Grandma was more concerned with the fact that I had scruffed Cleo and made it clear she didn't like me or what I had done, DESPITE that Cleo till the day she died did not EVER again moved to bite me or the child. 
We started with PR techniques just for me to gauge her learning style and if she needed any aversion at all. She proved she did, believing no consequences for biting others outside of the family. I began to use an airhorn to startle her when she would go in for an attack and we worked on appropriate responses for when she was stimulated. 
Grandma ended up persuading the mother Cleo was being bullied by me and I was dropped from training the dog. They used a great trainer I love in this area I live in who's purely positive reinforcement, Cleo did SO well and I wasn't surprised when she completely CGC and service dog training! Well fast forward to 2 years Cleo was at a nursing home visiting and attacked an elderly woman in a walker when she walked by her. And this is how I got approached to train Cleo again.

I really think Cleo failed due to one thing after speaking w the family and trainer, the trainer tried to change what was natural to Cleo's personality (high energy and high arousal) and suppress any aroused reaction. I didn't suppress it, I redirected it.

We started where I left off and grandma was no longer allowed to protest or impede training, Cleo learned STEP ONE: ADVERSION, redirecting on people or other animals is NEVER OKAY and will earn you a scary sounding airhorn or cold water super soaker right in the face, that's snapping the brain out of that mode so we can go to step TWO (and you MUST go to step two otherwise you are only suppressing that action you stopped/delaying it): to rouse her into redirecting her aggression into grabbing her tugtoy and destroying it (I call the game "Kill, kill, kill" lol or what I call "take a lap!" which causes Cleo to spin, spin, spin and spinnnnnnn until I say stop), those moments burn energy and pull a dog out of hindbrain activity NATURALLY BY MEETING THE DOG'S NEED TO EXPEL THAT FORCE so they can go back into "thinking" mode, destroying her energy and arousal instead of people's hands and ankles. Cleo hasn't bitten a soul in 8 years but she does "take a lap" voluntarily when someone is too excited around her.


----------



## lily cd re (Jul 23, 2012)

patk well said about the time spent doing +R not being wasted time. It did make sense to start and it clearly was worth investing time in seeing how he would do with it. Thinking about this more while reading your post and JudyD's reply gave me reminders of something that happened with Lily when she was young. She has always been a big one for jumping up on people but I have taught her that she can't do it unless she is invited. Looking back her first lessons on this didn't come from me or BF but rather from Peeves' breeder. We went there for a cookout when Lily and Peeves were adolescents.
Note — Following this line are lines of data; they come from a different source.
PR #342, opened 2018-09-07
Bots for discussion and review

JonathanFingold:
**Do not merge!!!**

These are for discussion of what should be best practices.

PS. I couldn't get these to run against today's build, so they use yesterday's.


jofing-forDevReview/ComponentDialogs/Dialogs/CheckInDialog.cs
```diff
@@ -0,0 +1,92 @@
...
+            AddDialog(new WaterfallDialog(Id, new WaterfallStep[]
+            {
+                async (dc, step, cancellationToken) =>
+                {
+                    // Initialize guest information and prompt for the guest's name.
+                    step.Values[Values.GuestInfo] = new GuestInfo();
+                    return await dc.PromptAsync(PromptIds.GuestName, new PromptOptions
+                    {
+                        Prompt = MessageFactory.Text("What is your name?")
+                    });
```
tomlm: we should not use inline lamdas in waterfalls, it is clearer if these are pulled out into methods

jofing-forDevReview/UserDataBot/UserDataBot.cs
```diff
@@ -0,0 +1,110 @@
...
+    using Microsoft.Bot.Builder.Dialogs;
+    using Microsoft.Bot.Builder.Integration;
+    using Microsoft.Bot.Schema;
+    using Microsoft.Extensions.Options;
+
+    /// <summary>Defines the bot for the persisting user data tutorial.</summary>
+    public class UserDataBot : IBot
+    {
+        /// <summary>The state property accessor for user data.</summary>
+        private IStatePropertyAccessor<UserData> UserDataAccessor { get; }
```
tomlm: this is wrong

jofing-forDevReview/UserDataBot/Startup.cs
```diff
@@ -0,0 +1,93 @@
...
+                var conversationState = stateSet.BotStates.OfType<ConversationState>().FirstOrDefault();
+                return conversationState.CreateProperty<DialogState>("UserDataBot.DialogState");
+            });
+
+            // Register the main dialog set.
+            services.AddSingleton(sp =>
+            {
+                var dialogState = sp.GetRequiredService<IStatePropertyAccessor<DialogState>>();
+                return new GreetingsDialog(dialogState);
+            });
```
tomlm: this is an anti pattern, we should not do this.

jofing-forDevReview/UserDataBot/Startup.cs
```diff
@@ -0,0 +1,93 @@
...
+                IStorage storage = new CosmosDbStorage(
+                    new CosmosDbStorageOptions
+                    {
+                        AuthKey = CosmosSettings["AuthenticationKey"],
+                        CollectionId = CosmosSettings["CollectionID"],
+                        CosmosDBEndpoint = new Uri(CosmosSettings["EndpointUri"]),
+                        DatabaseId = CosmosSettings["DatabaseID"],
+                    });
+                var conversationState = new ConversationState(storage);
+                var userState = new UserState(storage);
```
tomlm: >userState [](start = 20, length = 9)

add this as singleton in DI

jofing-forDevReview/UserDataBot/Startup.cs
```diff
@@ -0,0 +1,93 @@
...
+                var CosmosSettings = Configuration.GetSection("CosmosDB");
+                IStorage storage = new CosmosDbStorage(
+                    new CosmosDbStorageOptions
+                    {
+                        AuthKey = CosmosSettings["AuthenticationKey"],
+                        CollectionId = CosmosSettings["CollectionID"],
+                        CosmosDBEndpoint = new Uri(CosmosSettings["EndpointUri"]),
+                        DatabaseId = CosmosSettings["DatabaseID"],
+                    });
+                var conversationState = new ConversationState(storage);
```
tomlm: >conversationState [](start = 20, length = 17)

add as singleton in DI

jofing-forDevReview/UserDataBot/UserDataBot.cs
```diff
@@ -0,0 +1,110 @@
...
+
+        /// <summary>The dialog set that has the dialog to use.</summary>
+        private GreetingsDialog GreetingsDialog { get; }
+
+        /// <summary>Create a new instance of the bot.</summary>
+        /// <param name="options">The options to use for our app.</param>
+        /// <param name="greetingsDialog">An instance of the dialog set.</param>
+        public UserDataBot(IOptions<BotFrameworkOptions> options, GreetingsDialog greetingsDialog)
```
tomlm: >IOptions<BotFrameworkOptions> options, GreetingsDialog greetingsDialog) [](start = 27, length = 71)

this should be simply
UserDataBot(UserState, ConversationState)

Then create your property using that.

jofing-forDevReview/ComponentDialogs/Dialogs/CheckInDialog.cs
JonathanFingold: Nearly all of our current dialog samples use lambdas for waterfall steps, partly because it is less wordy and easier to read as rendered on the MS docs site. I'll bring this up in our stand up on Monday.

johnataylor: In the multi-turn bot which is a demonstration of how to construct a waterfall I pulled the logic out into separate functions. However, in the Custom-Dialog samples I just wanted a two step waterfall to drive the scenario.

In other words I think both are valid but if its a non-trivial waterfall then I think I'd agree with Tom and pull it into functions. I think, however, its actually good to show people that both techniques are valid and both can be good C#.

One interesting observation is that I find it quite hard to name the functions in a waterfall. The problem is the function itself doesn't really align with a concept in the domain. Its not exactly an event handler, nor is it a processing step as you might imagine it in a flow chart. In a step function you are processing the results of a previous step and starting anew step. We've seen people get confused between prompt validation functions and waterfall steps functions. I think the confusing is reasonable; this is an odd way to write code.

jofing-forDevReview/UserDataBot/Startup.cs
johnataylor: We should really try hard to not put business logic in Startup.cs. Its really intended for configuration at start up time. As an optimization I could imagine some common code being moved out of a Bot constructor and into Startup but as a general pattern its not right.

Its a shame the IBot instance is explicitly created in the Startup.cs code. That's not how MVC works and shouldn't be necessary in our world either.

jofing-forDevReview/ComponentDialogs/Startup.cs
```diff
@@ -0,0 +1,87 @@
...
+                var userState = new UserState(dataStore);
+                options.Middleware.Add(new BotStateSet(convState, userState));
+            });
+
+            // Create and register the dialog state accessor off of conversation state.
+            services.AddSingleton(sp =>
+            {
+                var options = sp.GetRequiredService<IOptions<BotFrameworkOptions>>().Value;
+                var stateSet = options.Middleware.OfType<BotStateSet>().FirstOrDefault();
+                var convState = stateSet.BotStates.OfType<ConversationState>().FirstOrDefault();
```
daveta: >stateSet [](start = 32, length = 8)

Not sure that i'd interrogate the BotStateSet middleware component to discover your State providers (in case people choose not to use BotStateSet).  

Instead use Options (which is new, and for this purpose):
   options.State.Add(convState);
   options.State.Add(userState);

jofing-forDevReview/ComponentDialogs/Startup.cs
```diff
@@ -0,0 +1,87 @@
...
+                return convState.CreateProperty<DialogState>("IntegratedDialogs.DialogState");
+            });
+
+            // Create and register the user profile state accessor off of user state.
+            services.AddSingleton(sp =>
+            {
+                var options = sp.GetRequiredService<IOptions<BotFrameworkOptions>>().Value;
+                var stateSet = options.Middleware.OfType<BotStateSet>().FirstOrDefault();
```
daveta: >tateSet = options.Middleware.OfType<BotStateSet>().FirstOrDefault(); [](start = 21, length = 68)

Same as above.

jofing-forDevReview/ComponentDialogs/Startup.cs
johnataylor: why do we even need to options.State at all? Why can't we just DI the state objects into the Bot object - wouldn't that just be simpler?

JonathanFingold: @daveta , I missed this API change. I'll update my code to use `options.State`.

@johnataylor , I think the state middleware still needs to be registered on the adapter, thus adding it first to the options.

Lily ran straight over to Sue and jumped up at her and got a knee in the chest in reply. She tried to jump on her one other time that day and saw the knee come up and redirected herself. Later BF also used physical deterrence to stop her from jumping up on him and she learned her lesson very quickly.

JudyD I know how it feels to have a dog that is a handful to handle around other dogs. Peeves can be reactive and I manage him very carefully when we are out. If we are going to a rally trial I use rescue remedy to keep him from getting too anxious. I also have to pick and choose the places I take him carefully. They have to be small trials at times of year where I can plan to be able to work from the car. If we are going other kinds of places I usually put a pinch collar on him since he is also really rather soft and never pulls against it. It is tiring though. Despite all that I love him anyway.


----------



## glorybeecosta (Nov 11, 2014)

Judy D I have been criticized for strict training, now I am not talking beating and jerking or rough abuse. But with some of my poodles I had to come down on them hard, and Cayenne is one that is such a bully (which I have never had before) that unless I stop it she will get hurt. She will run into the dog that does not care what size she is. 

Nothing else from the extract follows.